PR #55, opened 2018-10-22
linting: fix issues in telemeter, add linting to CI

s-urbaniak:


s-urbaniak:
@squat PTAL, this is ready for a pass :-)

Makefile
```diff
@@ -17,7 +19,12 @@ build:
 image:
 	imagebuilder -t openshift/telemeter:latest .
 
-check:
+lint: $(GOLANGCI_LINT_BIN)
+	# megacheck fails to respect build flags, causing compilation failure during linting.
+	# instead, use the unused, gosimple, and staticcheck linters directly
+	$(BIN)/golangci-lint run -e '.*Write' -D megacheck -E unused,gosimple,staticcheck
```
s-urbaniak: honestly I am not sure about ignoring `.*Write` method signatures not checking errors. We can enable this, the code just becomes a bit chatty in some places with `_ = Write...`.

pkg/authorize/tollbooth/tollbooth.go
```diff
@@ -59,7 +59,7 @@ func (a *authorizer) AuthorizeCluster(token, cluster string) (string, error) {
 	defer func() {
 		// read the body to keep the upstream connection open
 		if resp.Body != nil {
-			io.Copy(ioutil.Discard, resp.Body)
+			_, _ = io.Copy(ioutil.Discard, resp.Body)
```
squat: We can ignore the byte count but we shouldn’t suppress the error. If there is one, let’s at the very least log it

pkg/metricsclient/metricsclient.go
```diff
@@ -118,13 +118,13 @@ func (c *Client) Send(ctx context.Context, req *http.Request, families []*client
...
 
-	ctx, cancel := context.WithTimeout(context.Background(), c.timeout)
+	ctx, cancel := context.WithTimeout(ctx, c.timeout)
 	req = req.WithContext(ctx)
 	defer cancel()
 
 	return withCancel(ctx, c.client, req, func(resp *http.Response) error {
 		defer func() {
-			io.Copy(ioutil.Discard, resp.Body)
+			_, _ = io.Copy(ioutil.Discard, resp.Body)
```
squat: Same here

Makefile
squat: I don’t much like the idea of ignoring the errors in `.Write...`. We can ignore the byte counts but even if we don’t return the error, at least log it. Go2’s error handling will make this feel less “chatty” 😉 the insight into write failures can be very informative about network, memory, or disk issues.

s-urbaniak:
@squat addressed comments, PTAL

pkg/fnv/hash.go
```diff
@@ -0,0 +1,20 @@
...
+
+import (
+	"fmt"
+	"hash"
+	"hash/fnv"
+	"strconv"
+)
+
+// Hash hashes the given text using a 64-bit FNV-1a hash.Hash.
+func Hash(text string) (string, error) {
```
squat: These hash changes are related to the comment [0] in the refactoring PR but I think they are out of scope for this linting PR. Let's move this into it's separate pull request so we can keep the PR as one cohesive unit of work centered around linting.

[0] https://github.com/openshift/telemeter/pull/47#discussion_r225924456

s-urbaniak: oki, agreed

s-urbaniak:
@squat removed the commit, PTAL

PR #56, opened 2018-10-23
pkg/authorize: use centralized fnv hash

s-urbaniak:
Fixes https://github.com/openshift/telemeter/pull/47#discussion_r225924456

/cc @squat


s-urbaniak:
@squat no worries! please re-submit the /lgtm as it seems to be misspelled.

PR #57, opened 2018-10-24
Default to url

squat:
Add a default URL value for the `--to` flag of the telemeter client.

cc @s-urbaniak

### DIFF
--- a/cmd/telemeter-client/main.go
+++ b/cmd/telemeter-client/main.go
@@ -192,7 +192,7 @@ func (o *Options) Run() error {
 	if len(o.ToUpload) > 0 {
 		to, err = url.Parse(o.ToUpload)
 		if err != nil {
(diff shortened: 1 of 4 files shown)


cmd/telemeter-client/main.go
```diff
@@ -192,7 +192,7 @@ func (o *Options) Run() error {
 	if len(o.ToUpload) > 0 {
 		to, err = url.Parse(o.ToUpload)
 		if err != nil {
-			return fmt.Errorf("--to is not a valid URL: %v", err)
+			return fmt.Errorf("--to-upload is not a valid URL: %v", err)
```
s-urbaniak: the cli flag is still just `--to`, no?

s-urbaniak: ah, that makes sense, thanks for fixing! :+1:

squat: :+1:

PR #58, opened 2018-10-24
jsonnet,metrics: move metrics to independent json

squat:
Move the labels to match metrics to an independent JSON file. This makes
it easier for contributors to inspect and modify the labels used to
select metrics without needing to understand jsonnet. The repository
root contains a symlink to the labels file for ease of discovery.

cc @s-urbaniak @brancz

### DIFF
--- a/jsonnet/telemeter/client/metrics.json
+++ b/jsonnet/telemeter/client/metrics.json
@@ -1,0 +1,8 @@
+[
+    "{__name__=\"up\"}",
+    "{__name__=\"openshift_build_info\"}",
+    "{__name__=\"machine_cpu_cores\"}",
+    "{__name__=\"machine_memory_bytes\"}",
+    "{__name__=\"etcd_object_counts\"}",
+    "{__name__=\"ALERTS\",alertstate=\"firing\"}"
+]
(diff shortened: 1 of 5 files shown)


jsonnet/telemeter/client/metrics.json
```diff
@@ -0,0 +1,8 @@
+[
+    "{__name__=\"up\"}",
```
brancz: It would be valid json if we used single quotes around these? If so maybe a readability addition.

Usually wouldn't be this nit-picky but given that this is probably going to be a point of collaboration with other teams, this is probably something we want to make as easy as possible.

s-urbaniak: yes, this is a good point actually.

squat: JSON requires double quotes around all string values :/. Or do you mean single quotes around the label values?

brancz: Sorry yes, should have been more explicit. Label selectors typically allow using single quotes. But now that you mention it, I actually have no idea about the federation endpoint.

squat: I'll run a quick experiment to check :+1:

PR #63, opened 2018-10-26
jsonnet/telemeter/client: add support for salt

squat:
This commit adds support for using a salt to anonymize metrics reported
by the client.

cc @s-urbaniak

→ **What is needed**: The data are to be transcribed in full, exactly as given.

→ **Response for this exercise**:
PR #55, opened 2018-10-22
linting: fix issues in telemeter, add linting to CI

s-urbaniak:


s-urbaniak:
@squat PTAL, this is ready for a pass :-)

Makefile
```diff
@@ -17,7 +19,12 @@ build:
 image:
 	imagebuilder -t openshift/telemeter:latest .
 
-check:
+lint: $(GOLANGCI_LINT_BIN)
+	# megacheck fails to respect build flags, causing compilation failure during linting.
+	# instead, use the unused, gosimple, and staticcheck linters directly
+	$(BIN)/golangci-lint run -e '.*Write' -D megacheck -E unused,gosimple,staticcheck
```
s-urbaniak: honestly I am not sure about ignoring `.*Write` method signatures not checking errors. We can enable this, the code just becomes a bit chatty in some places with `_ = Write...`.

pkg/authorize/tollbooth/tollbooth.go
```diff
@@ -59,7 +59,7 @@ func (a *authorizer) AuthorizeCluster(token, cluster string) (string, error) {
 	defer func() {
 		// read the body to keep the upstream connection open
 		if resp.Body != nil {
-			io.Copy(ioutil.Discard, resp.Body)
+			_, _ = io.Copy(ioutil.Discard, resp.Body)
```
squat: We can ignore the byte count but we shouldn’t suppress the error. If there is one, let’s at the very least log it

pkg/metricsclient/metricsclient.go
```diff
@@ -118,13 +118,13 @@ func (c *Client) Send(ctx context.Context, req *http.Request, families []*client
...
 
-	ctx, cancel := context.WithTimeout(context.Background(), c.timeout)
+	ctx, cancel := context.WithTimeout(ctx, c.timeout)
 	req = req.WithContext(ctx)
 	defer cancel()
 
 	return withCancel(ctx, c.client, req, func(resp *http.Response) error {
 		defer func() {
-			io.Copy(ioutil.Discard, resp.Body)
+			_, _ = io.Copy(ioutil.Discard, resp.Body)
```
squat: Same here

Makefile
squat: I don’t much like the idea of ignoring the errors in `.Write...`. We can ignore the byte counts but even if we don’t return the error, at least log it. Go2’s error handling will make this feel less “chatty” 😉 the insight into write failures can be very informative about network, memory, or disk issues.

s-urbaniak:
@squat addressed comments, PTAL

pkg/fnv/hash.go
```diff
@@ -0,0 +1,20 @@
...
+
+import (
+	"fmt"
+	"hash"
+	"hash/fnv"
+	"strconv"
+)
+
+// Hash hashes the given text using a 64-bit FNV-1a hash.Hash.
+func Hash(text string) (string, error) {
```
squat: These hash changes are related to the comment [0] in the refactoring PR but I think they are out of scope for this linting PR. Let's move this into it's separate pull request so we can keep the PR as one cohesive unit of work centered around linting.

[0] https://github.com/openshift/telemeter/pull/47#discussion_r225924456

s-urbaniak: oki, agreed

s-urbaniak:
@squat removed the commit, PTAL

PR #56, opened 2018-10-23
pkg/authorize: use centralized fnv hash

s-urbaniak:
Fixes https://github.com/openshift/telemeter/pull/47#discussion_r225924456

/cc @squat


s-urbaniak:
@squat no worries! please re-submit the /lgtm as it seems to be misspelled.

PR #57, opened 2018-10-24
Default to url

squat:
Add a default URL value for the `--to` flag of the telemeter client.

cc @s-urbaniak

### DIFF
--- a/cmd/telemeter-client/main.go
+++ b/cmd/telemeter-client/main.go
@@ -192,7 +192,7 @@ func (o *Options) Run() error {
 	if len(o.ToUpload) > 0 {
 		to, err = url.Parse(o.ToUpload)
 		if err != nil {
(diff shortened: 1 of 4 files shown)


cmd/telemeter-client/main.go
```diff
@@ -192,7 +192,7 @@ func (o *Options) Run() error {
 	if len(o.ToUpload) > 0 {
 		to, err = url.Parse(o.ToUpload)
 		if err != nil {
-			return fmt.Errorf("--to is not a valid URL: %v", err)
+			return fmt.Errorf("--to-upload is not a valid URL: %v", err)
```
s-urbaniak: the cli flag is still just `--to`, no?

s-urbaniak: ah, that makes sense, thanks for fixing! :+1:

squat: :+1:

PR #58, opened 2018-10-24
jsonnet,metrics: move metrics to independent json

squat:
Move the labels to match metrics to an independent JSON file. This makes
it easier for contributors to inspect and modify the labels used to
select metrics without needing to understand jsonnet. The repository
root contains a symlink to the labels file for ease of discovery.

cc @s-urbaniak @brancz

### DIFF
--- a/jsonnet/telemeter/client/metrics.json
+++ b/jsonnet/telemeter/client/metrics.json
@@ -1,0 +1,8 @@
+[
+    "{__name__=\"up\"}",
+    "{__name__=\"openshift_build_info\"}",
+    "{__name__=\"machine_cpu_cores\"}",
+    "{__name__=\"machine_memory_bytes\"}",
+    "{__name__=\"etcd_object_counts\"}",
+    "{__name__=\"ALERTS\",alertstate=\"firing\"}"
+]
(diff shortened: 1 of 5 files shown)


jsonnet/telemeter/client/metrics.json
```diff
@@ -0,0 +1,8 @@
+[
+    "{__name__=\"up\"}",
```
brancz: It would be valid json if we used single quotes around these? If so maybe a readability addition.

Usually wouldn't be this nit-picky but given that this is probably going to be a point of collaboration with other teams, this is probably something we want to make as easy as possible.

s-urbaniak: yes, this is a good point actually.

squat: JSON requires double quotes around all string values :/. Or do you mean single quotes around the label values?

brancz: Sorry yes, should have been more explicit. Label selectors typically allow using single quotes. But now that you mention it, I actually have no idea about the federation endpoint.

squat: I'll run a quick experiment to check :+1:

PR #63, opened 2018-10-26
jsonnet/telemeter/client: add support for salt

squat:
This commit adds support for using a salt to anonymize metrics reported
by the client.

cc @s-urbaniak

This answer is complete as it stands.